*Given records*
PR #4110, opened 2023-11-10
Exposing published position thru chitchat

fulmicoton:
Exposing the published position through chitchat.

The info is transmitted via an EventSubscriber at the same time as regular truncate:
- upon fetching the starting offset when assigning a shard to an IngestSource
- upon suggest truncate.

This PR does not include any code to remove sources yet. 
I created #4143 accordingly.

### DIFF
--- a/quickwit/quickwit-cluster/src/cluster.rs
+++ b/quickwit/quickwit-cluster/src/cluster.rs
@@ -238,6 +238,16 @@ impl Cluster {
             .set(key, value);
     }
 
+    pub async fn get_self_key_value(&self, key: &str) -> Option<String> {
+        self.chitchat()
+            .await
+            .lock()
+            .await
+            .self_node_state()
+            .get_versioned(key)
+            .map(|versioned_value| versioned_value.value.clone())
+    }
+
     /// Waits until the predicate holds true for the set of ready members.
     pub async fn wait_for_ready_members<F>(
         &self,
--- a/quickwit/quickwit-common/src/pubsub.rs
+++ b/quickwit/quickwit-common/src/pubsub.rs
@@ -131,7 +131,7 @@ impl EventBroker {
         }
     }
 
-    /// Subscribe to an event with a function callback.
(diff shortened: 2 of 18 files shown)


quickwit/quickwit-proto/src/indexing/mod.rs
```diff
@@ -207,6 +207,19 @@ impl TryFrom<&str> for IndexingTask {
     }
 }
 
+#[derive(Debug, Clone, Copy, Default, Eq, PartialEq, Serialize, Deserialize, utoipa::ToSchema)]
+#[serde(rename_all = "snake_case")]
+pub enum IndexingStatus {
+    #[default]
+    Active,
+    // We have emitted all documents of the pipeline until EOF.
```
guilload, line 215: I think that's dangerous. Why don't we set that status on `suggest_truncate` rather than on receiving an EOF record?

fulmicoton: This was the previous semantic for `Complete`. We can change it if you think it is safe.

quickwit/quickwit-cluster/src/cluster.rs
```diff
@@ -238,6 +239,16 @@ impl Cluster {
             .set(key, value);
     }
 
+    pub async fn get_self_key_value(&self, key: &str) -> Option<String> {
```
fulmicoton, line 242: i added it for unit tests.

quickwit/quickwit-common/src/pubsub.rs
```diff
@@ -111,20 +158,18 @@ impl EventBroker {
...
                 }));
             }
         }
     }
 }
 
-#[derive(Debug)]
 struct EventSubscription<E> {
-    #[allow(dead_code)]
-    subscription_id: usize, // Used for the `Debug` implementation.
```
fulmicoton, line 126: I removed the Debug implementation (we never use it.)

guilload (approved):

Issue #3829, opened 2023-09-13
Stop using actor heartbeat duration as the loop interval for sources


guilload:
The actor heartbeat duration was increased, and now sources are slow to respond to other messages (`AssignShards`,  `Observe`).

Let's go for 1s.

guilload:
Closed via #4112.

PR #4112, opened 2023-11-10
fix: replace actor heartbeat duration with emit timeout as the loop i…

etolbakov:
### Description

replace actor heartbeat duration with emit timeout as the loop interval for sources.

### How was this PR tested?
This is a configuration change, no special tests have been made

### Related issues
https://github.com/quickwit-oss/quickwit/issues/3829

### DIFF
--- a/quickwit/quickwit-indexing/src/source/kafka_source.rs
+++ b/quickwit/quickwit-indexing/src/source/kafka_source.rs
@@ -489,7 +489,6 @@ impl Source for KafkaSource {
     ) -> Result<Duration, ActorExitStatus> {
         let now = Instant::now();
         let mut batch = BatchBuilder::default();
-        // let deadline = time::sleep(*quickwit_actors::HEAR_TBEAT / 2);
         let deadline = time::sleep(EMIT_BATCHES_TIMEOUT);
         tokio::pin!(deadline);
 
--- a/quickwit/quickwit-indexing/src/source/kafka_source.rs
+++ b/quickwit/quickwit-indexing/src/source/kafka_source.rs
@@ -51,21 +51,8 @@ use crate::actors::DocProcessor;
 use crate::models::{NewPublishLock, PublishLock};
 use crate::source::{
     BatchBuilder, Source, SourceContext, SourceRuntimeArgs, TypedSourceFactory,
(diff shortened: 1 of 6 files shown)


quickwit/quickwit-indexing/src/source/kafka_source.rs
```diff
@@ -49,7 +49,10 @@ use tracing::{debug, info, warn};
...
 use crate::actors::DocProcessor;
 use crate::models::{NewPublishLock, PublishLock};
-use crate::source::{BatchBuilder, Source, SourceContext, SourceRuntimeArgs, TypedSourceFactory};
+use crate::source::{
+    BatchBuilder, Source, SourceContext, SourceRuntimeArgs, TypedSourceFactory,
+    EMIT_BATCHES_TIMEOUT,
+};
 
 /// Number of bytes after which we cut a new batch.
 ///
```
etolbakov, line 58: I've noticed that here and in other sources we are using something like `BATCH_NUM_BYTES_LIMIT: u64 = 5_000_000`.
1. I'm happy to replace it with Bytsize
2. should it be `5Mb` (as it here) or `5Mib`(like in [mod.rs](https://github.com/quickwit-oss/quickwit/pull/4112/files#diff-a2df65a154da2a6ab79da9866d7a5dfca567d9951ee3bd3eb2687fe3d4681801))?

etolbakov:
Adrien could you please take a look when you have time?

quickwit/quickwit-indexing/src/source/kafka_source.rs
guilload: 1. Yes, good idea. Let's use a shared `Bytsize ` constant defined in the source module for all sources, as you suggested.

2. Up to you :)

guilload (approved):

etolbakov:
Adrien I've made some changes (hopefully improvements 😅) could you please take a look when you have a spare minute?

guilload:
Once the PR is approved, feel free to get the branch in a mergeable state and merge it yourself. You should have access. Let me know if it's not the case.

guilload:
Merged. Thanks a lot @etolbakov !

*Exercise directions*
What is wanted is a copy of every line in the listing that includes the word "think".

*Written answer*
guilload, line 215: I think that's dangerous. Why don't we set that status on `suggest_truncate` rather than on receiving an EOF record?
fulmicoton: This was the previous semantic for `Complete`. We can change it if you think it is safe.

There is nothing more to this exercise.